I hope they like getting a whoopin!


----------



## tony32

deerehauler said:


> I hope they like getting a whoopin!



we will see who hangs their heads when the dust settles .....its going to be worse then the shoot out at the ok corral ...yall can just call me doc [ im your hucklberry]


----------



## hound dog

alphamaxtony32 said:


> we will see who hangs their heads when the dust settles .....its going to be worse then the shoot out at the ok corral ...yall can just call me doc [ im your hucklberry]



lol


----------



## killitgrillit

alphamaxtony32 said:


> we will see who hangs their heads when the dust settles .....its going to be worse then the shoot out at the ok corral ...yall can just call me doc [ im your hucklberry]



Well just be sure Hound Dog isn't wearing his bustle so when ya'll get beat you can make a quick get away.


----------



## tony32

:





killitgrillit said:


> Well just be sure Hound Dog isn't wearing his bustle so when ya'll get beat you can make a quick get away.



hey yall when RAC gets threw with the river bottom boys its going to look like the after math of the alamo when it was invaded::


----------



## killitgrillit

alphamaxtony32 said:


> :
> 
> hey yall when RAC gets threw with the river bottom boys its going to look like the after math of the alamo when it was invaded::



 So what you are saying is that all the Amigo's from RAC are coming


----------



## tony32

killitgrillit said:


> So what you are saying is that all the Amigo's from RAC are coming



adios en vaya condios!


----------



## Middle Georgia Sportsman

killitgrillit said:


> Their  looking for excuses  and backing out, must be skeered????????


"Skeered" let me tell you something R.A.C shooters will be coming in a convoy so long that we will probably need a police escort and when the last truck load pulls in your parking lot the river bottom boys are gonna be so skeered that even your 3-D targets are gonna run away.


----------



## tony32

you know todd they may as well go on and find em a rock to get under they gonna need it!!! All jokes aside i am truly going crazy waiting on sunday , guys i cant wait yall always have a great shoot i know this year is going to be no less then exceptional


----------



## passthru24

Ok,someone wrote in that they haven't heard from the top dog at the bottoms,,,well let me just say that I'll let my Bue Smoke Darton do my talking,,,and you got to bring some to get some,,,,


----------



## hound dog

passthru24 said:


> Ok,someone wrote in that they haven't heard from the top dog at the bottoms,,,well let me just say that I'll let my Bue Smoke Darton do my talking,,,and you got to bring some to get some,,,,



Ok top dog take your pick.

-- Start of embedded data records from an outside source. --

PR #195, opened 2019-12-19
clean 8 schools example

### LINKED ISSUE #184: eight_schools notebook not working
Cell 9 fails 

tf_trace[1].numpy().shape

AttributeError                            Traceback (most recent call last)
<ipython-input-9-1291ba1b6d25> in <module>
----> 1 tf_trace[1].numpy().shape

AttributeError: 'dict' object has no attribute 'numpy'

aloctavodia:
* fix #184
* add `trace_to_arviz` to pymc4 top-level namespace
* update `trace_to_arviz` to do not include data as part of the posterior, also remove the model name from the variable name (assuming "/" separates the model name from the variable names).

I just clean the example I am not sure if this should be extended to discuss the divergences as in PyMC3 documentation or leave it as a minimal example (probably not very useful).


aloctavodia:
BTW, shouldn't we apply `trace_to_arviz` internally? Or, do we have any good reason for `pm.sample` to return TF tensors and sample_stats instead of and ArviZ's `InferenceData` object?

pymc4/inference/utils.py
```diff
@@ -38,13 +39,15 @@ def trace_to_arviz(pm4_trace, pm4_sample_stats):
...
 
     Returns
     -------
     arviz.data.inference_data.InferenceData
     """
-    import arviz as az
 
-    posterior = {k: np.swapaxes(v.numpy(), 1, 0) for k, v in pm4_trace.items()}
+    posterior = {
+        k.split("/")[1]: np.swapaxes(v.numpy(), 1, 0) for k, v in pm4_trace.items() if "/" in k
```
lucianopaz: This split wouldn't be safe for variables in nested models. Those would have their names as: `outer_model/inner_model/var_name`. Why don't we leave the name with the entire scope? Does arviz complain about the slash characters?

aloctavodia: yeah, I was not sure this was a good idea :-) I just wanted to remove it because I think is kind of redundant information. We can leave it. Or we can do something like str.split('/', 1)[1].
ArviZ does not complaint about slash characters

lucianopaz: If arviz doesn't complain about the slash, I would just leave the entire name for now. The full name is needed when one wants to fix values in forward sampling

twiecki:
> BTW, shouldn't we apply `trace_to_arviz` internally? Or, do we have any good reason for `pm.sample` to return TF tensors and sample_stats instead of and ArviZ's `InferenceData` object?

I agree we should do that.

aloctavodia:
Should we merge this, or should I keep working?

lucianopaz:
Let's merge this

PR #204, opened 2019-12-29
Load data function added to utils

fonnesbeck:
Ported from PyMC3. Changed notebooks to use the function.

Also added seaborn to requirements.txt, since at least one notebook uses it.


ColCarroll:
Thanks -- `seaborn` we can actually remove (I removed all those plots from the rugby example), but that can be a separate pr.

Issue #197, opened 2019-12-20
Implement Mixture Distribution


lucianopaz:
This is linked to #44. At the moment we don't have a working `Mixture` distribution. I'm opening this as a smaller (kinda-) begginer friendly issue. It should work on top of [`tfd.Mixture`](https://www.tensorflow.org/probability/api_docs/python/tfp/distributions/Mixture) but be able to take a list of pymc4 `Distribution`s (not values yielded from distributions!!) as its components.

rrkarim:
There was an issue on tf side, tensorflow/probability#684, I've opened a PR for it but still waiting for some response on it.

golanor:
Hi,

I'd like to work on this issue. From the thread on tfp it seems like the issue there is fixed.

rrkarim:
@golanor the issue hasn't been solved yet, unfortunately. Here is the PR for it #209 and the discussion of the `tf` issue: tensorflow/tensorflow/issues/35099.

TomKealy:
I would also like to work on this issue!

as135:
I'm going to take a look at this and see what I can do!

lucianopaz:
Closed by #284

PR #209, opened 2020-01-13
Add mixture/normal_mixture

rrkarim:
#197
I wasn't able to run sampling with xla enabled, so the tests are pretty trivial for now since the sampling with nuts takes forever to give some results without xla.

I will tackle (but maybe somebody can help me) the problem so flagging as in progress.

[UPD] my fault, tfp versioning problem, in master the bug was fixed recently.


ColCarroll:
I think also you also need to add a line in `distributions/__init__.py`:

```python
from .mixture import *
```

the tests look quite good, though, thank you!

rrkarim:
Concern about the naming of transforms, if somebody is gonna use `pm.transforms.Invert(pm.transforms.Transform(...))` it is not gonna work with executor, since it can detect its `scoped_name`. I've added name to `pm.tranforms.Invert` but now executor doesn't see full scoped name.

rrkarim:
It seems like the PR for tensorflow fix was pulled back because of forward compatibility. The tests shouldn't pass.

twiecki:
Seems like tests fail.

rrkarim:
> Seems like tests fail.

It is a tf side issue, tensorflow/tensorflow/issues/35099.

junpenglao:
I pinged the thread to hopefully get some help.

rrkarim:
@junpenglao can we ping the thread again? I wasn't able to get the response.

kyleabeauchamp:
I pinged the TF thread as I tried to do some modeling in pymc4 and also hit the same bug.

rrkarim:
@junpenglao since the tests are not that great for now, can I just mark tests with `batch_ndim=0` to `xfail`? Then hopefully change it back once the issue solved on the tf side.

PR #215, opened 2020-02-04
Add default transform(sigmoid) for UnitContinuousDistribution

### LINKED ISSUE #214: UnitContinuousDistribution does not init the default transform
I was looking a bit into the transforms in pymc4 after a discussion about transforms in pymc3 and I noticed that the `UnitContinuousDistribution` does not implement its default transform (we do this for the `PositiveContinuousDistribution`).

This should be simple to solve. We should just copy what we did for the `PositiveContinuousDistribution` but use the `Sigmoid` bijector instead of the `Log` by default.

Sayam753:
Fixes #214 
 - Added _init_transform method for UnitContinuousDistribution
 - Added Sigmoid bijector in transforms.py

### DIFF
--- a/pymc4/distributions/distribution.py
+++ b/pymc4/distributions/distribution.py
@@ -207,6 +207,12 @@ class BoundedContinuousDistribution(ContinuousDistribution, BoundedDistribution)
 
 
 class UnitContinuousDistribution(BoundedContinuousDistribution):
+    def _init_transform(self, transform):
+        if transform is None:
+            return transforms.Sigmoid()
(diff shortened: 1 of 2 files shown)


lucianopaz:
Fantastic @Sayam753! Thanks a lot for the quick fix! I'll merge this as it is, but the code coverage failure means that we are not testing `pm.sample` on a model that has a `UnitContinuousDistribution` (for example, a `Uniform`). In a later PR we can add a test in `test_sampling.py` that does that.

Bad company or The Hound Dog. Don't worry guys we got this one.


----------



## tony32

well looks like someone just woke the dog!!!!!!!


----------



## passthru24

Well you know I'll pick Badcompany cause I'm already the top dog not a hound dog,,, That would be like dropping down a class  especially in the k-9 world,, :


----------



## passthru24

Yea Tony they woke me up,,,but some times you should let sleeping dog lie,,,


----------



## codzilla86

me and my buddies are coming down from carrollton to represent ourselves  don't be surprised if by the end of the day ever last one of yall are hangin your heads! rac or river bottom boys!


----------



## killitgrillit

Like they say, if you can't run with the big dogs!!!!
Stay on the porch with the HOUND DOG!!!


----------



## killitgrillit

Middle Georgia Sportsman said:


> "Skeered" let me tell you something R.A.C shooters will be coming in a convoy so long that we will probably need a police escort and when the last truck load pulls in your parking lot the river bottom boys are gonna be so skeered that even your 3-D targets are gonna run away.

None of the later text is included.